> _DATA SHOWN_:
>>>>>
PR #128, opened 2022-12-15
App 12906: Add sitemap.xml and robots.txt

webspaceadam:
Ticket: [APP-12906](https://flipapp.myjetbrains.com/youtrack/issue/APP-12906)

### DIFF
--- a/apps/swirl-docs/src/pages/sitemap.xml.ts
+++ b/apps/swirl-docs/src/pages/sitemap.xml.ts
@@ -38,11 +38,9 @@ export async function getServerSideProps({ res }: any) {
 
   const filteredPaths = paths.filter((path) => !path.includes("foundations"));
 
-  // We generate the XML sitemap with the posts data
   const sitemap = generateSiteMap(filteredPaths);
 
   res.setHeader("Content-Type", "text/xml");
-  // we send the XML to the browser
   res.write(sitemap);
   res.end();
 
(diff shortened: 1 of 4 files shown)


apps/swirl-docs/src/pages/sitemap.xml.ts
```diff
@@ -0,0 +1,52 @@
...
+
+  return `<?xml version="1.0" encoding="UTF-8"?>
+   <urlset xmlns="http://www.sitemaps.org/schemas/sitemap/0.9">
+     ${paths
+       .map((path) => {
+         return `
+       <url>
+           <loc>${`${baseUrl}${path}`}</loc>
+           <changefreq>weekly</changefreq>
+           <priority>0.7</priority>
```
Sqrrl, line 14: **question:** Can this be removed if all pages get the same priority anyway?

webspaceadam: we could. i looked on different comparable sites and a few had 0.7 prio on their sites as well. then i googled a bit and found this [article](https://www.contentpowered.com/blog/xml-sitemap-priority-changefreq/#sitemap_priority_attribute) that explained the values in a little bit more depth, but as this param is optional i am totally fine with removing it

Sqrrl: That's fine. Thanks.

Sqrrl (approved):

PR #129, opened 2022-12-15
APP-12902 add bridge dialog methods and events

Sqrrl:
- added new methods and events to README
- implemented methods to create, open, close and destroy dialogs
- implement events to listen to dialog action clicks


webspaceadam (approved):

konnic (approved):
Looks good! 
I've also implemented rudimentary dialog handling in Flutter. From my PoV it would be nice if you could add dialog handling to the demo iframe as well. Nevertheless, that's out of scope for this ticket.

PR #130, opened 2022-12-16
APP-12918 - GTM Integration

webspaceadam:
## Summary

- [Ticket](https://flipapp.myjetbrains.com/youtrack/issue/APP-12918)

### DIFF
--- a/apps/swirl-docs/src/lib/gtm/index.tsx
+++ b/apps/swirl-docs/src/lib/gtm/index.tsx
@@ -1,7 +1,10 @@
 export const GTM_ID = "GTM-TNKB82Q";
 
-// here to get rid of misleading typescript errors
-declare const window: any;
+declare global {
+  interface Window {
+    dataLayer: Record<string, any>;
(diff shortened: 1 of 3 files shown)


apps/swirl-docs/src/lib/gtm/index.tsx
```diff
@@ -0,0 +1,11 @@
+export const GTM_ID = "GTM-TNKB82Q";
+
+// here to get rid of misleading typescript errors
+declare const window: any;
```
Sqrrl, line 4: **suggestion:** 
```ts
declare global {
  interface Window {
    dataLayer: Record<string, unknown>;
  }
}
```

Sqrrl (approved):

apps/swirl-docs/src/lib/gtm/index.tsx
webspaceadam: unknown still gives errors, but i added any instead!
<<<<<
Filter the entries above and return only the lines holding "files".

(diff shortened: 1 of 4 files shown)
(diff shortened: 1 of 3 files shown)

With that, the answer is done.